Read Online Free Book

The Trespasser

Page 81

They heard the wash of a steamer crossing the bay. The water seemed

populous in the night-time, with dark, uncanny comings and goings.

Siegmund was considering.

'What _was_ the matter with you?' he asked.

She leaned over him, took his head in her lap, holding his face between

her two hands as she answered in a low, grave voice, very wise and old

in experience: 'Why, you see, dear, you won't understand. But there was such a greyish

darkness, and through it--the crying of lives I have touched....' His heart suddenly shrank and sank down. She acknowledged then that she

also had helped to injure Beatrice and his children. He coiled

with shame.

'....A crying of lives against me, and I couldn't silence them, nor

escape out of the darkness. I wanted you--I saw you in front, whistling

the Spring Song, but I couldn't find you--it was not you--I couldn't

find you.' She kissed his eyes and his brows.

'No, I don't see it,' he said. 'You would always be you. I could think

of hating you, but you'd still be yourself.' She made a moaning, loving sound. Full of passionate pity, she moved her

mouth on his face, as a woman does on her child that has hurt itself.

'Sometimes,' she murmured, in a low, grieved confession, 'you lose me.' He gave a brief laugh.

'I lose you!' he repeated. 'You mean I lose my attraction for you, or my

hold over you, and then you--?' He did not finish. She made the same grievous murmuring noise over him.

'It shall not be any more,' she said.

'All right,' he replied, 'since you decide it.' She clasped him round the chest and fondled him, distracted with pity.

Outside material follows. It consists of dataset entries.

PR #524, opened 2020-11-18
wavetool.py: add THD+N and RMS calculation for wave analysis

aiChaoSONG:
@keyonjie @keqiaozhang @xiulipan Please help to review, you can try this PR with any wave you have:
`wavetool.py -a thdn -R your-wave-file-path`

### DIFF
--- a/tools/wavetool.py
+++ b/tools/wavetool.py
@@ -21,6 +21,9 @@ import scipy.io.wavfile as wavefile
 # is wrong with firmware scheduler.
 SMART_AMP_DELAY_THRESHOLD = 8
 
+# used to avoid zero division
+eps = 0.000000000001
+
 # Module level global variable which will store command line parameters later
 cmd = None
 
@@ -112,6 +115,8 @@ def do_wave_analysis():
         analyze_wav_smart_amp(wave, fs_wav)
     if cmd.analyze == 'wov':
         analyze_wav_wov(wave, fs_wav)
+    if cmd.analyze == 'thdn':
+        analyze_wav_thdn(wave, fs_wav)
 
 # remove digital zeros in two sides
 def trim_wave(wave):
@@ -205,6 +210,16 @@ def analyze_wav_wov(wave, fs):
         sys.exit(1002)
     print('wave analysis result: PASSED')
 
+def analyze_wav_thdn(wave, fs_wav):
+    wave = normalize(wave)
+    thdn = calc_thdn(wave, fs_wav, cmd.freq[0])
+    result = thdn < cmd.threshold
+    print('THD+N of specified wave is %s dB' % thdn)
+    if not np.all(result):
+        print('THD+N too high, wave analysis result: FAILED')
+        sys.exit(1003)
+    print('wave analysis result: PASSED')
+
 def calc_thdn(wave, fs, freq):
     """
     This function calculates Total Harmonic Distortion plus Noise (THD+N) of a wave.
@@ -217,14 +232,15 @@ def calc_thdn(wave, fs, freq):
 
     Returns
     ----------
-    A list of THD+N values for each channel
+    A list of THD+N values for each channel, unit: dB
     """
     # skip 20ms to avoid the pulse due to filtering
     time_skip = 0.02
     samples_skip = int(time_skip * fs)
     filtered = stdnotch(wave, freq, fs)
-    filtered_cut = filtered[samples_skip:,:]
-    return 10 * np.log10(np.mean(np.power(filtered_cut, 2), axis=0))
+    filtered_cut = filtered[samples_skip:]
+    return 10 * np.log10(np.mean(np.power(filtered_cut, 2), axis=0) + eps)
+
 
 def parse_cmdline():
     parser = argparse.ArgumentParser(add_help=True, formatter_class=argparse.RawTextHelpFormatter,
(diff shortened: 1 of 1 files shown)


tools/wavetool.py
```diff
@@ -112,6 +115,8 @@ def do_wave_analysis():
         analyze_wav_smart_amp(wave, fs_wav)
     if cmd.analyze == 'wov':
         analyze_wav_wov(wave, fs_wav)
```
xiulipan, line 117: I think we should use `if elif` here

tools/wavetool.py
```diff
@@ -205,6 +210,17 @@ def analyze_wav_wov(wave, fs):
...
 
+def analyze_wav_thdn(wave, fs_wav):
+    wave = normalize(wave)
+    check_rms(wave)
+    thdn = calc_thdn(wave, fs_wav, cmd.freq[0])
+    result = thdn < cmd.threshold
+    print('THD+N of specified wave is %s dB' % thdn)
+    if not np.all(result):
+        print('THD+N too high, wave analysis result: FAILED')
+        sys.exit(1003)
```
xiulipan, line 221: why the exit code is 1003

xiulipan (changes requested):

tools/wavetool.py
aiChaoSONG: The exit code is selected, start from 1000, 1001 for smart_amp failure, 1002 for wov failure and 1003 for thdn failure. this should not matter, I think.

tools/wavetool.py
aiChaoSONG: `parser.add_argument('-a', '--analyze', type=str, choices=['smart_amp', 'wov', 'thdn'] ...`. argparse will guarantee us when code goes here, cmd.analyze is one of `['smart_amp', 'wov', 'thdn'] `, so with or without using `if elif` should not matter. if we give something else to cmd.analyze, argparse will exit the program and dump help info.

tools/wavetool.py
paulstelian97: Define some constants and return them instead of hardcoding 1003?

tools/wavetool.py
```diff
@@ -21,6 +21,9 @@
 # is wrong with firmware scheduler.
 SMART_AMP_DELAY_THRESHOLD = 8
 
+# used to avoid zero division
+eps = 0.000000000001
```
singalsu, line 25: Nit, can you use 1e-12 instead?

tools/wavetool.py
```diff
@@ -112,6 +115,8 @@ def do_wave_analysis():
         analyze_wav_smart_amp(wave, fs_wav)
     if cmd.analyze == 'wov':
         analyze_wav_wov(wave, fs_wav)
+    if cmd.analyze == 'thdn':
+        analyze_wav_thdn(wave, fs_wav)
```
singalsu, line 119: Could you add DC offset calculation? Take average value of the clip to analyse and report as dBFS (repeat for every channel). You can omit the start transient. The fail criteria default should be > -60 dBFS. With 16 bit audio it should be normally around -90 dBFS.

tools/wavetool.py
singalsu: Use binary bits coding for multiple fails?

tools/wavetool.py
```diff
@@ -217,14 +232,15 @@ def calc_thdn(wave, fs, freq):
...
+    A list of THD+N values for each channel, unit: dB
     """
     # skip 20ms to avoid the pulse due to filtering
     time_skip = 0.02
     samples_skip = int(time_skip * fs)
     filtered = stdnotch(wave, freq, fs)
-    filtered_cut = filtered[samples_skip:,:]
-    return 10 * np.log10(np.mean(np.power(filtered_cut, 2), axis=0))
+    filtered_cut = filtered[samples_skip:]
+    return 10 * np.log10(np.mean(np.power(filtered_cut, 2), axis=0) + eps)
```
singalsu, line 243: I think we should call this "THD+N ratio" since it was measured with sine wave input. Extracts from AES spec:

_"The test signal shall be a sine wave. The analyzer shall include the standard low-pass filter (see 5.2.5). The total
signal level at the EUT output is measured and recorded. The fundamental component of the test signal present
in the output shall be removed with the standard notch filter (see 5.2.8), and the unweighted level of the residual
shall be measured. The THD+N ratio shall be the difference between the residual level and the total signal
level, expressed in dB."

and

"The test signal level shall be a sine wave at -1 dB relative to the maximum input level (see 6.2.1). "

So, the used sine level should be subtracted from the result. E.g. -81 - (-1) dB gives -80 dB.

tools/wavetool.py
aiChaoSONG: @singalsu The exit code just denote failure, I just want to use different code to denote different failure. this script is called from bash, we only care it is PASS of FAIL. Btw, I have printed some very useful logs.

tools/wavetool.py
aiChaoSONG: > The test signal level shall be a sine wave at -1 dB relative to the maximum input level 

I think we may not use the THD+N ratio here,  because our test signal is not a standard -1 dB sine wave.  our loopback wave varies in level, so an absolute value (thdn) is better than a relative value (thdn ratio)

singalsu: The problem without ratio is that a muted / a lot attenuated test might a really good THD+N value. You need to set the limit to such that an OK performing system passes it. I would never pass a result worse than -60 dB (equivalent to 10 bits performance - our implementation is 16/24/32 bits).

aiChaoSONG: @singalsu For a good quality sine wave with -30dB level, and -80dB thdn, the THD+N ratio is on -50dB. it is hard to maintain a 0 dB volume control in our loopback route, how can we deal with this condition? maybe we should keep the calculation of thdn and thdn ration, and let user to choose what they want to use?

singalsu: With current test system (headphone out -> headset adapter mic in) I think it's not expected to get any better performance. Could the pass criteria be something like -48 dB until the CI hardware can be upgraded? Testing it is much better than nothing though small issues will be left unnoticed. The THD+N alone is not good because a broken system can get a good result.

@mengdonglin The -50 dB THD+N ratio is performance of a 80's C-cassette player. Please try to escalate the need for better audio validation hardware. We really should be able to use something like -70 to -80 dB THD+N ratio as automatic test pass/fail criteria.

aiChaoSONG:
This PR will need to wait https://github.com/thesofproject/sof-test/pull/539 to be merged first, and also some clean up with wavetool.py, let's concentrate on #539, after cleaning up wavetool.py, this will be picked up.

plbossart:
@aiChaoSONG @singalsu is this still relevant or should we close this?

aiChaoSONG:
@plbossart  we can close this first,  no time to come back now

'You mustn't be bitter,' she murmured.

'Four days is enough,' he said. 'In a fortnight I should be intolerable

to you. I am not masterful.' 'It is not so, Siegmund,' she said sharply.

'I give way always,' he repeated. 'And then--tonight!' 'Tonight, tonight!' she cried in wrath. 'Tonight I have been a fool!' 'And I?' he asked.

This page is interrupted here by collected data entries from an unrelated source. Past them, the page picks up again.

PR #279, opened 2025-06-05
Drop `apt-get update` calls

jakirkham:
These are pulling in newer versions of `cuda-compat`, which appear to be missing some files. So simply drop these calls so that update doesn't occur. This should keep the `cuda-compat` version that is known to work.


jakirkham:
Superseded by PR: https://github.com/rapidsai/ci-imgs/pull/279

bdice:
I see this is already closed but I wanted to post here for clarity.

The `apt-get update` commands may be necessary to fetch package lists before we can remove the CUDA packages in subsequent lines, since `/var/lib/apt/lists/*` is typically deleted after running Docker commands.

In other words, `apt-get update` isn't the culprit here (it would have to call `apt-get upgrade` to actually get newer package versions). We should keep this as-is, and merge https://github.com/rapidsai/ci-imgs/pull/279 instead.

'You--what of you?' she cried. Then she became sad. 'I have little

perverse feelings,' she lamented.

'And I can't bear to compel anything, for fear of hurting it. So I'm

always pushed this way and that, like a fool.' 'You don't know how you hurt me, talking so,' she said.

He kissed her. After a moment he said: 'You are not like other folk. "_Ihr Lascheks seid ein anderes

Geschlecht_." I thought of you when we read it.' 'Would you rather have me more like the rest, or more unlike, Siegmund?

Which is it?' 'Neither,' he said. 'You are _you_.' They were quiet for a space. The only movement in the night was the

faint gambolling of starlight on the water. The last person had passed

in black silhouette between them and the sea.